I’m wandering around, or, to use one of my favorite words, I’m meandering, moving along with no particular place to go, and that’s all right because here and there I find little pieces of myself. It’s a process called “re-membering”, that is, taking the individual parts or members and reassembling them. I’m re-creating myself.

Winter MorningWhat a thought! To re-create ourselves through art. Don’t you love that word? It’s a word that speaks not only of creation but also of enjoyment. Our art is in the most truest sense, an act of recreation.

Today I’m sharing a few of the bits and pieces of myself I’ve found recently. Not works of art, but artistic playthings that have helped me discover a little more about who I am and who I want to be as an artist.

I’ve enjoyed painting these simple landscapes, playing with the colors, and creating the quiet mood that seems to settle over each of these watercolors.

These two wintry scenes give me a peaceful feeling. I want to do more of these quiet landscapes.

Mountain Lake Scene

A more colorful scene is this mountain lake with the skies reflecting in the water. A very different palette, a very different image, yet still a feeling of serenity and peace.

I do think this is who I want to be. I think what my voice as an artist is trying to say is “Stop here and rest for a moment before you travel on.”

I hear that voice inside, speaking first to myself. It’s telling me to spend a little time where I am, contentedly exploring watercolor, hiking along trails of my imagination, and gazing up at the vastness of the skies.

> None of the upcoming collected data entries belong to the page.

PR #1021, opened 2024-09-30
Variant search UI and config

tjennison-work:
First pass at the variant search UI and config. The core functionality is there but not some of the details. Notably missing:
- Backend filter generation
- Exclusions
- Select all stats

### DIFF
--- a/ui/src/data/source.tsx
+++ b/ui/src/data/source.tsx
@@ -26,13 +26,18 @@ export type SearchEntityGroupOptions = {
   query?: string;
   parent?: DataKey;
   limit?: number;
+  pageSize?: number;
   hierarchy?: boolean;
   fetchAll?: boolean;
   isLeaf?: boolean;
+  pageMarker?: string;
+  filters?: tanagra.Filter[];
 };
 
 export type SearchEntityGroupResult = {
   nodes: EntityNode[];
+  pageMarker?: string;
+  total: number;
 };
 
 export type SearchGroupingOptions = {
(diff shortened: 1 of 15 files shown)


underlay/src/main/resources/config/criteria/aouSC2023Q3R2_testonly/criteriaselector/variant/selector.json
```diff
@@ -8,8 +8,8 @@
     "tags": null
   },
   "filterBuilder": "core.EntityGroupFilterBuilder",
```
dexamundsen, line 10: Should this be changes to filterableGroupFilterBuilder ? (i assume we create a new one at the backend with this name)

or should this change after the backend change since the service would look for it during start up

ui/src/data/source.tsx
```diff
@@ -1713,8 +1723,21 @@ function processAttributes(
 ) {
   for (const k in attributes) {
     const v = attributes[k];
-    const value = dataValueFromLiteral(v.value);
-    obj[k] = v.display ?? value;
+    let value: DataValue = null;
+    let display = v.display;
+
+    if (v.isRepeatedValue) {
+      // TODO(tjennison): Consider how best to support repeated values beyond
```
dexamundsen, line 1730: nit: consider jira ticket ids for TODOs

dexamundsen (approved):

underlay/src/main/resources/config/criteria/aouSC2023Q3R2_testonly/criteriaselector/variant/selector.json
tjennison-work: Yes, once it exists in the backend so the UI can be functional in the interim. It's only referenced in the test underlay for now.

ui/src/data/source.tsx
tjennison-work: I feel like that's better for work we actually intend to do. This is more just a comment for anyone who wonders why these values are hardcoded in the future. Maybe a plain comment would have been the right choice..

But I want others to hear that voice, as well. I want my paintings to express those quiet moments in life where we step away from the hustle and bustle of the world around us, times when we go into the woods or sit at the edge of the water to reflect upon who we are.

I think I’m beginning to find my home — at least for a time.




    1. They’re all 9 x 12. I’ve been doing them as “practice” pieces like I did previously with the mountain scenes. It’s giving me a chance to play around with different landscape elements, and I’m really learning a lot. Plus, it’s fun, especially playing with colors and mixing my own. Thanks for the kind words!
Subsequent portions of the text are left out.